Task instructions: Go over the data and keep only the lines that include "WriteAllBytes".
:: Dataset records
PR #776, opened 2016-02-03
Create Certificate Authority "bootstrapper" for Linux

iamjasonp:
On Windows, the BridgeClient is capable of installing CA certificates on the system. However, in Linux, that is not possible as we do not have access to the machine certificate stores in write mode. 

The "bootstrapper" and associated scripts need to do the following: 

* Activate and access the Bridge through the BridgeClient (basically, acting like it's a test so we pick up whatever configuration we intend to use during the test) 
* Download the CA certificate from the Bridge and save it to a temporary location
* Copy the certificate to the machine root store (this may vary by distro, but for now we've assumed a location that OpenSSL+Ubuntu uses) 
* Run a script to update the certs

---

Note: This isn't hooked into the build yet - some thinking needs to be done on that front due to the ordering of the build

Note 2: The Windows cmd file is just a helper used to test the program in Windows (a bit friendlier of an environment). It's not necessary to keep in the final checkin, but it's kind of nice to have a helper to get the cert as a file when debugging anyway


src/System.Private.ServiceModel/tools/setupfiles/BridgeCertificateBootstrapper.sh
```diff
@@ -0,0 +1,107 @@
+#!/usr/bin/env bash
+
+show_usage() 
+{
+    echo ""
+    echo "WCF Core Bridge CA Certificate Bootstrapper" 
+    echo "    Usage: $0 [bridge-host] [certificate-file]"
+    echo ""
+    echo "    bridge-host - hostname where Bridge is running" 
+    echo "    certificate-file - Full file path where the retrieved certificate should be saved"
```
iamjasonp: NOTE: certificate-file probably will get hard-coded to ~/tmp/wcfbridge-ca.crt or some similar name and location. However, for debugging purposes, I allow myself the flexibility to stash the cert wherever I like so I can look at it.

src/System.Private.ServiceModel/tools/setupfiles/BridgeCertificateBootstrapper.sh
```diff
@@ -0,0 +1,107 @@
...
+    __cafile=$1
+
+    cp -f "$__cafile" /usr/local/share/ca-certificates
+
+    if [ $? -ne 0 ]; then 
+        return $? 
+    fi 
+
+    echo "Updating root certificates with cert from '$__cafile'"
+    update-ca-certificates
```
iamjasonp: Probably need to do a check to see if this command is present as a prerequisite to executing the entire script

src/System.Private.ServiceModel/tools/setupfiles/BridgeCertificateBootstrapper.sh
```diff
@@ -0,0 +1,107 @@
...
+    echo "    certificate-file - Full file path where the retrieved certificate should be saved"
+    echo ""
+}
+
+run_bootstrapper() 
+{
+    __bridge_host=$1
+    __outfile=$2
+
+     # Locate any CoreRun.exe to be able to execute BridgeCertificateBootstrapper.exe
```
roncain: Nit: possibly echo __bridgeHost and __outFile.  Not required but I've found it useful for debugging.

src/System.Private.ServiceModel/tools/setupfiles/BridgeCertificateBootstrapper.sh
```diff
@@ -0,0 +1,107 @@
...
+   
+    if [ "$__bootstrapper_path" == "" ]; then 
+        echo "Could not find 'BridgeCertificateBootstrapper.exe' under path '$__binpath'" 
+        exit 1
+    fi 
+
+    echo "Found bootstrapper at '$__bootstrapper_path'" 
+    
+    export BridgeHost=$__bridge_host
+
```
roncain: Is it possible for __bridgeHost to not be set?  If so, this would overwrite any BridgeHost environment variable set elsewhere.  I wonder if we should test before exporting.  Also, nit level, but the echo's below may want to say you can pass it in as a parameter or set BridgeHost outside.

src/System.Private.ServiceModel/tools/test/BridgeCertificateBootstrapper/Bootstrapper.cs
```diff
@@ -0,0 +1,97 @@
...
+                Console.WriteLine(certAsPemUri);
+                Console.WriteLine();
+
+                HttpClient client = new HttpClient();
+                var response = client.GetAsync(certAsPemUri).GetAwaiter().GetResult();
+
+                certificateBytes = response.Content.ReadAsByteArrayAsync().GetAwaiter().GetResult();
+
+                Console.WriteLine("   ... success");
+                return true;
```
roncain: Nit: possibly say "successfully read {0} bytes from Bridge".  Then any error happening later won't have "success..." written to the console.  Optional.

src/System.Private.ServiceModel/tools/test/BridgeCertificateBootstrapper/Bootstrapper.cs
```diff
@@ -0,0 +1,97 @@
...
+                Console.WriteLine("  Bridge hostname is: '{0}'", uri.Host);
+                Console.WriteLine("  Retrieving certificate from:");
+                
+                Console.WriteLine(certAsPemUri);
+                Console.WriteLine();
+
+                HttpClient client = new HttpClient();
+                var response = client.GetAsync(certAsPemUri).GetAwaiter().GetResult();
+
+                certificateBytes = response.Content.ReadAsByteArrayAsync().GetAwaiter().GetResult();
```
roncain: Recommend you use the pattern the BridgeClient uses in other places to check the status code and reason, and report what they are if they are not OK.  There might not be content in the case where status != OK.

src/System.Private.ServiceModel/tools/test/BridgeCertificateBootstrapper/Bootstrapper.cs
```diff
@@ -0,0 +1,97 @@
...
+        DisplayBanner(); 
+
+        if (args.Length < 1)
+        {
+            DisplayUsage();
+            return -1;
+        }
+
+        var filename = args[0];
+
```
roncain: Is it possible we might have to do Directory.Create of the directory where this file will be written?  I'm thinking usage might name an outputfile in a non-existent folder.  Alternatively consider testing for existence of the folder before attempting the write.

src/System.Private.ServiceModel/tools/test/BridgeCertificateBootstrapper/Bootstrapper.cs
```diff
@@ -0,0 +1,97 @@
...
+        byte[] certificateBytes; 
+        if (GetCertificate(out certificateBytes))
+        {
+            File.WriteAllBytes(filename, certificateBytes);
```
roncain: Should probably try/catch around the WriteAllBytes and report failures.  One can foresee IO exceptions.

src/System.Private.ServiceModel/tools/test/BridgeCertificateBootstrapper/BridgeCertificateBootstrapper.csproj
```diff
@@ -0,0 +1,36 @@
...
+    <AppDesignerFolder>Properties</AppDesignerFolder>
+    <RootNamespace>BridgeCertificateBootstrapper</RootNamespace>
+    <AssemblyName>BridgeCertificateBootstrapper</AssemblyName>
+    <SignAssembly>false</SignAssembly>
+    <AllowUnsafeBlocks>true</AllowUnsafeBlocks>
+    <ProjectGuid>{5AC60BBF-8007-46D8-9BDC-CD137409E45B}</ProjectGuid>
+  </PropertyGroup>
+  <ItemGroup>
+    <Compile Include="Bootstrapper.cs" />
+  </ItemGroup>
```
roncain: Nit, possibly a more specific name than "BootStrapper.cs"?  Maybe just CertificateInstaller.cs?

src/System.Private.ServiceModel/tools/setupfiles/BridgeCertificateBootstrapper.cmd
```diff
@@ -0,0 +1,25 @@
+echo off
+setlocal
+
```
roncain: Nit: possibly some REM's up front that describe intended usage of this CMD. I usually forget them...

src/System.Private.ServiceModel/tools/setupfiles/BridgeCertificateBootstrapper.sh
iamjasonp: Changed - $__outfile == $__cafile, so I just named it the same thing

src/System.Private.ServiceModel/tools/setupfiles/BridgeCertificateBootstrapper.sh
iamjasonp: Right now, I mandate it to be set at the script (so you'd run the script with something like `sudo ./BridgeCertificateBootstrapper.sh $BridgeHost ~/tmp/wcf-ca.crt`). The script will not clobber BridgeHost as a new shell is spun up, kind of like `setlocal` in DOS.

I _think_ it will simplify things when we bake this into the build scripts, but I'll make a call on making it optional or not as I bake things in.

src/System.Private.ServiceModel/tools/test/BridgeCertificateBootstrapper/BridgeCertificateBootstrapper.csproj
iamjasonp: Done.

src/System.Private.ServiceModel/tools/test/BridgeCertificateBootstrapper/Bootstrapper.cs
iamjasonp: Good catch - fixed.

src/System.Private.ServiceModel/tools/setupfiles/BridgeCertificateBootstrapper.sh
iamjasonp: Ah, another wrinkle - it seems like sudo doesn't preserve environment variables (you have to run `sudo -E command` to preserve the current environment to sudo) 

So basically even if in the user environment, $BridgeHost is set, $BridgeHost is likely not set when running undo sudo

iamjasonp:
Builds will fail until #781 is merged.

iamjasonp:
We can probably stage this - basically commit the tool and start using it, and then integrate this into the build process once we figure out what the integration should look like.

roncain:
LGTM, subject to #781 going in first.  I agree we should stage this.  Get the tool in and available for manual use and then later merge it into the build script.

iamjasonp:
@roncain - I'll commit now without updating the package versions to rc3-23803, and then update all package versions in a subsequent PR; #781 need not go in first now.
::::
Solved exercise:
+            File.WriteAllBytes(filename, certificateBytes);
roncain: Should probably try/catch around the WriteAllBytes and report failures.  One can foresee IO exceptions.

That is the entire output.